Nestled in the shadow of Harrah’s Hotel & Casino, tourists frequent downtown Reno’s Mynt Cannabis dispensary more than any other dispensary, and the prices reflect that. Our budtender Jovan didn’t apologize for the $50 cost on a half-gram of Virtue LV’s Snake Eyes. He just said we wouldn’t be disappointed.

Dispensaries in Reno, Sparks and Carson City display smartly appointed interiors, and the budtenders know their products. All product labels list potency, terpenes, the harvest date, the test date, the packaging date, a lot number and your own name.

It can seem a little overwhelming, but it’s proven effective. Cannabis sales generated more than $50 million in tax revenues for the state in its first fiscal year.

“Our first year of adult-use sales has gone very smoothly,” said Stephanie Klapstein of the Nevada Department of Taxation. “We attribute much of our success … to the fact that our medical program already had in place solid, well-written regulations that we were able to build on.”

In California’s first six months of legalization, it collected fewer taxes than predicted, despite whopping tax rates. High license fees and over-regulation kept small businesses out. Mandated lab-testing forced the liquidation of untested products at bargain prices. That caused a lull in dispensary traffic, followed by shortages and a statewide spike in prices.

California starts with a grower’s tax of $9.25 per ounce, as well as a 15 percent excise tax. After that, local governments add their own cannabis taxes in varying amounts. Now, add state and city sales taxes, and the total tax passed along to customers is often over 50 percent of the purchase price. Bills to lower the excise tax have been introduced but are struggling in the legislature.

By comparison, both of our neighbor states have lower cannabis taxes. Oregon set its rate at 17 percent, allowing local governments to add another 3 percent, for a maximum of 20 percent, with no state sales tax. It collected $73 million in its first year. Nevada cultivators pay 15 percent on their wholesale products, and retail customers pay an additional 10 percent tax, for a total of 25 percent.

Federal law prohibits cannabis from being transported across state lines, so when purchasing in Oregon, you are buying Oregon weed.

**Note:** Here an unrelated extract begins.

PR #152, opened 2023-12-05
[Small] Feat/data 3496 add create drop functionality

KatzperWoz:
Create a function in the utils library that adds a unique ID to a name. This prevents the same name being used more than once, especially when creating snowshu replicas in snowflake.

More details regarding ticket can be found here: https://health-union.atlassian.net/browse/DATA-3497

Even if a box of pre-rolls in Nevada is called “California Finest,” the small print reminds you it was “manufactured in Nevada.”

Naturally, we were curious about quality from one state to the other. The three Rogue River joints we bought were surprisingly good. The half-gram size was more convenient and the quality made us go back and buy more. The distillate vape cartridge didn’t taste that great, however. The concentrate purchased in Veneta was strong and stoney. With a sweet flavor and the perfect texture for crumbling over a pipe bowl, it was our best buy at $34 a gram. Whether Oregon has the best cannabis or not, it certainly offers the best prices.

What do our neighbors admire about us? Oregon wants to host legal on-site consumption events like Sacramento’s recent High Times Cannabis Cup. A bill working its way through the legislature would allow the OLCC to authorize them. Nevada already allows big events, but many want to find a daily-use option for tourists. A new ordinance written by Las Vegas Councilman Bob Coffin would allow commercial cannabis lounges inside city limits, but hasn’t passed yet.

After our vacation, my friend and I concluded that Oregon is more convenient with better prices, and Nevada has more thoughtfully designed dispensaries. Each state’s little differences made for a better buying experience. Still, due to its sheer abundance, California continues to sell the finest cannabis— while offering far more choices.

If the Golden State ever learns to combine our neighbors’ best practices with the quality of Cali-grown pot, our dispensaries will become the gold standard by which others are measured.